:: INPUT FOR THIS TASK ::

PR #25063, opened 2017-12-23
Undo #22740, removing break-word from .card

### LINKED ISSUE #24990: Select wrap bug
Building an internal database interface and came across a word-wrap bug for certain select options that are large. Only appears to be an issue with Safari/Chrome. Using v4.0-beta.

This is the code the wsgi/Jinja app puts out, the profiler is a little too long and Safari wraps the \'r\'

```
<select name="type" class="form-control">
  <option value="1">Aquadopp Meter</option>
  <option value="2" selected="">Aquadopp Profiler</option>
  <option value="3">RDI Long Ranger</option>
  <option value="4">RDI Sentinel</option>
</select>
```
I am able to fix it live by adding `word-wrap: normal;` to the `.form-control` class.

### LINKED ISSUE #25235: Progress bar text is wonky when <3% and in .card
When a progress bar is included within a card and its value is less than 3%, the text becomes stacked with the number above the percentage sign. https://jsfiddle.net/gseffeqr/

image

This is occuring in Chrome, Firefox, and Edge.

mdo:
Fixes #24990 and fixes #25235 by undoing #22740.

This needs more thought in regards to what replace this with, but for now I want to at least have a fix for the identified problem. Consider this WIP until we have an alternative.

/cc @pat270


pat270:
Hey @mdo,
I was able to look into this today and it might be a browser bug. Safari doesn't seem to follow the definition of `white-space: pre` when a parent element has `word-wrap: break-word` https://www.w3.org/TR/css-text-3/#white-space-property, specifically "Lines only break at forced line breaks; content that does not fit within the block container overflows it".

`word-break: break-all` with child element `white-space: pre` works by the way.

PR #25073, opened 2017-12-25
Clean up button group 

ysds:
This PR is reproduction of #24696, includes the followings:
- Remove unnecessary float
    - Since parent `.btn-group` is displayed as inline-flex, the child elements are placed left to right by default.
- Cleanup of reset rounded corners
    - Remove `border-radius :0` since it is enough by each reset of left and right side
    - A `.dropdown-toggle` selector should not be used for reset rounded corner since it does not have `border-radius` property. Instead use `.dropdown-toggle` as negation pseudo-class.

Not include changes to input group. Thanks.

:::

WHAT YOU NEED TO DO: Reproduce exactly the lines from the beginning of the entries above up to and including the line that contains "Building an internal".

RESULT:
PR #25063, opened 2017-12-23
Undo #22740, removing break-word from .card

### LINKED ISSUE #24990: Select wrap bug
Building an internal database interface and came across a word-wrap bug for certain select options that are large. Only appears to be an issue with Safari/Chrome. Using v4.0-beta.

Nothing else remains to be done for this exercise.